Flexibility: I know that after you complete your first tbh, it will be absolutely the best one ever! Even much better than that the one mentioned above:>))) But I only know of one tbh beekeeper who, after building their first tbh, couldn't tweak the design a bit more to their liking. So, build some flexibility into your first design and construction. It's really easy to change entrances, slopes and lengths if some degree of flexibility is provided.

And be sure to take a few photos of your tbh while building it and share them with us. I haven't seen a tbh design that I didn't learn something from.

Best Regards
Dennis


----------



## BerkeyDavid (Jan 29, 2004)

Hi all

Nice hive Hawk! Now you got me thinking... Guess the wife's new dining room table is going to have some competition in the shop this winter from another project...

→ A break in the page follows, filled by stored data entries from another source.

PR #1660, opened 2020-08-07
go.mod: update github.com/mattn/go-ieproxy to v0.0.1

qbit:
This allows athens to build on OpenBSD.


qbit:
@marwan-at-work without the updated version `proxyMiddleman` is undefined for OpenBSD:

```
# github.com/mattn/go-ieproxy
/home/qbit/go/pkg/mod/github.com/mattn/go-ieproxy@v0.0.0-20190610004146-91bb50d98149/GetProxyFunc.go:10:9: undefined: proxyMiddleman
```

I am not sure if adding it as a dep is the correct fixe. Maybe using `go mod edit -replace` would be better.

qbit:
Switched to using replace as it makes things more clear as to what is being done.

twexler:
I'm wondering if this is the right fix, since we don't directly depend on this. Where is the dependency actually coming from?

go.mod
```diff
@@ -64,3 +64,5 @@ require (
 	gopkg.in/go-playground/validator.v9 v9.20.2
 	honnef.co/go/tools v0.0.1-2020.1.3 // indirect
 )
+
+replace github.com/mattn/go-ieproxy v0.0.0-20190610004146-91bb50d98149 => github.com/mattn/go-ieproxy v0.0.1
```
marwan-at-work, line 68: I don't think we want a replace here, since it will make Athens not go get-able.

qbit: Will it really? I could have sworn I read somewhere in the module code that replace was respected by `go get`.. maybe not though..

qbit: https://github.com/golang/tools/blob/master/gopls/go.mod#L13 `go get golang.org/x/tools/gopls` still works, for example.

jrick: It will still be `go get`-able (assuming the build works), but replaces are currently ignored.  IIRC there is a Go proposal or issue which would cause `go get` to respect the replaces when it is run outside of any module and is being used to install an executable, but only for exact version replaces (like here) and not local filepath replaces (beginning with . or ..).

marwan-at-work: Yep, for those reasons and since the jury is out on how replaces will work (i believe there's another proposal to error out on replace clauses), we should shy away from having replace clauses in our go.mod file. 

@qbit I'm happy to keep this dependency as an explicit requirement like before. 

I think the only thing we were wondering about is details: how does this dependency work? And how come it works by just updating go.mod file without any code in our Athens repository that explicitly calls it?

qbit: @marwan-at-work the reason it works now is the `+build` like in `proxyMiddleman_unix.go` was (a1ba01f) `darwin unix linux`.  Later in https://github.com/mattn/go-ieproxy/commit/91bb50d981495aef1c208d31be3d77d904384f20 the definition of `proxyMiddleman()` moved to `proxy_middleman_unix.go` and the `+build` was changed to `!windows` - thus including OpenBSD.

qbit:
Switched back to `indirect` - let me know if I should sqash it!

qbit:
> I'm wondering if this is the right fix, since we don't directly depend on this. Where is the dependency actually coming from?

@twexler  : according to `go mod why`:
```
# github.com/mattn/go-ieproxy
github.com/gomods/athens/pkg/stash
github.com/Azure/azure-storage-blob-go/azblob
github.com/Azure/azure-pipeline-go/pipeline
github.com/mattn/go-ieproxy
```

marwan-at-work:
> go mod why github.com/mattn/go-ieproxy
>github.com/gomods/athens/pkg/stash
>github.com/Azure/azure-storage-blob-go/azblob
>github.com/Azure/azure-pipeline-go/pipeline
>github.com/mattn/go-ieproxy

It seems to me the proper fix is to actually update the `github.com/Azure/azure-storage-blob-go` go.mod file and not the Athens one. This way, Athens can just update its own dependency properly and not bypass Azure's blob library. 

This can help catch any dependency errors that `go-ieproxy` might have with Azure. 

That being said, we can merge this PR to unblock users and can always revert back if there's a problem. 

LGTM

qbit:
Looks like just bumping `github.com/Azure/azure-storage-blob-go` to v0.10.0 pulls in the latest ieproxy. It also removes `github.com/Azure/go-autorest/autorest/adal v0.6.0 // indirect`.

marwan-at-work:
@qbit let's do that instead!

Dennis, nice job with the new web site, I really enjoy it!

We are getting the cold here early. 4 degrees this morning.


----------



## BWrangler (Aug 14, 2002)

Hi Guys,

Keep your earmuffs handy, it's about -13 here. Winter has arrived here and it's coming your way :>)
See: http://weather.gov/forecasts/graphical/sectors/conus.php#tabs


But it's a great time for figuring, fiddling around with websites and typing on the lists.

I think my next project will be a long hive with custom frames that are much taller than deeps.

Keep Warm
Dennis


----------



## Joel (Mar 3, 2005)

I'm spending some cold weather reading Dennis's website sans Barry!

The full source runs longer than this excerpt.